Those tariffed goods compete with other goods such as domestic goods that are un-tariffed and other imported goods that are un-tariffed. A steel importer who simply passes his tariff along to the consumer will thereby put his goods at a competitive disadvantage, pricewise.
For that reason, the importers might absorb some of a tariff in their profit margins. Assume the importer has a profit margin of 30%. A 10% tariff could cut that to 20%. The importer might raise prices by the entire 10% in order to maintain his 30% profit margins, and thereby disadvantage his product pricewise, or he might raise prices only 7% and absorb the other 3% in his margins so that he winds up with margins of only 27%.

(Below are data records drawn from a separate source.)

PR #65, opened 2016-12-20
BOLT 1: recommend full tx in error pkt if signature fails.

rustyrussell:
This will usually be the commitment tx, but could also be the HTLC
tx.

Reported-by: pm47 <pm.padiou@gmail.com>

### DIFF
--- a/01-messaging.md
+++ b/01-messaging.md
@@ -124,9 +124,7 @@ errors which make channels unusable or further communication unusable.
 A node MAY send an empty [data] field.  A node sending `error` MUST
 fail the channel referred to by the `channel-id`, or if `channel-id`
 is `0xFFFFFFFFFFFFFFFF` it MUST fail all channels and MUST close the connection.
-A node MUST NOT set `len` to greater than the data length.  A node
-SHOULD include the raw, hex-encoded transaction in the case where failure
-was caused by an invalid signature check.
+A node MUST NOT set `len` to greater than the data length.  A node SHOULD include the raw, hex-encoded transaction in reply to a `funding_created`, `funding_signed`, `closing_signed` or `commitsig` message when failure was caused by an invalid signature check.
 
 A node receiving `error` MUST fail the channel referred to by
 `channel-id`, or if `channel-id` is `0xFFFFFFFFFFFFFFFF` it MUST fail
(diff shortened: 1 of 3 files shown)


01-messaging.md
```diff
@@ -124,7 +124,9 @@ errors which make channels unusable or further communication unusable.
 A node MAY send an empty [data] field.  A node sending `error` MUST
 fail the channel referred to by the `channel-id`, or if `channel-id`
 is `0xFFFFFFFFFFFFFFFF` it MUST fail all channels and MUST close the connection.
-A node MUST NOT set `len` to greater than the data length.
+A node MUST NOT set `len` to greater than the data length.  A node
```
pm47: I am curious why you don't say "A node MUST set len to exactly the data length"?

01-messaging.md
```diff
@@ -124,7 +124,9 @@ errors which make channels unusable or further communication unusable.
...
+SHOULD include the raw, hex-encoded transaction in the case where failure
+was caused by an invalid signature check.
```
pm47: Maybe:
"A node SHOULD include the raw, hex-encoded transaction in reply to a `funding_created`, `funding_signed`, `closing_signed` or `commitsig` message when failure was caused by an invalid signature check"?

btw, could we rename `commitsig` -> `commit_signed` or `commitment_signed`? I know, I am obsessed with consistency 😸

rustyrussell:
>
> Thanks!
>
>> @@ -124,7 +124,9 @@ errors which make channels unusable or further communication unusable.
>  A node MAY send an empty [data] field.  A node sending `error` MUST
>  fail the channel referred to by the `channel-id`, or if `channel-id`
>  is `0xFFFFFFFFFFFFFFFF` it MUST fail all channels and MUST close the connection.
> -A node MUST NOT set `len` to greater than the data length.
> +A node MUST NOT set `len` to greater than the data length.  A node
>
> I am curious why you don't say "A node MUST set len to exactly the data length"?

That's a really good question.  Hmm, let's fix that too.

>> @@ -124,7 +124,9 @@ errors which make channels unusable or further communication unusable.
>  A node MAY send an empty [data] field.  A node sending `error` MUST
>  fail the channel referred to by the `channel-id`, or if `channel-id`
>  is `0xFFFFFFFFFFFFFFFF` it MUST fail all channels and MUST close the connection.
> -A node MUST NOT set `len` to greater than the data length.
> +A node MUST NOT set `len` to greater than the data length.  A node
> +SHOULD include the raw, hex-encoded transaction in the case where failure
> +was caused by an invalid signature check.
>
> Maybe:
> "A node SHOULD include the raw, hex-encoded transaction in reply to a `funding_created`, `funding_signed`, `closing_signed` or `commitsig` message when failure was caused by an invalid signature check"?

Yep, I like that better.  Pushed.

>
> btw, could we rename `commitsig` -> `commit_signed` or `commitment_signed`? I know, I am obsessed with consistency 😸

commitment_signed I think.  Why not...


Cheers,
Rusty.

To the extent the foreign manufacturer absorbs the tariff in his profit structure, it’s he, not the consumer, who is paying the tax.
He would do this not because he’s a good guy, but because he wants to maintain market share vis a vis his un-tariffed competitors. The invisible hand works, even in an artificial market.
To the extent the tariff does get passed onto the America consumer, it’s worth considering what that consumer is currently paying. Apart from certain French wine and Italian sports cars, I’m always amazed how inexpensive foreign-made “stuff” is.
Consumer electronics are a good example. You can get a new, perfectly serviceable smart phone that puts the world at your fingertips – something you couldn’t buy for a billion dollars a generation ago – for $300. That’s about what a house-call by a plumber to fix a toilet cost you last week.
Americans are wealthy enough to pay a few dollars more for foreign-made “stuff.” Especially if that stuff is made under difficult conditions by exploited and sometimes underaged workers who deserve better pay and conditions.
Second, let’s stipulate that trade wars can be bad. If we impose a tariff on wine that Europeans export to us, we should expect the Europeans to impose a retaliatory tariff on something we export to them, such as American whiskey and Harley Davidson motorcycles.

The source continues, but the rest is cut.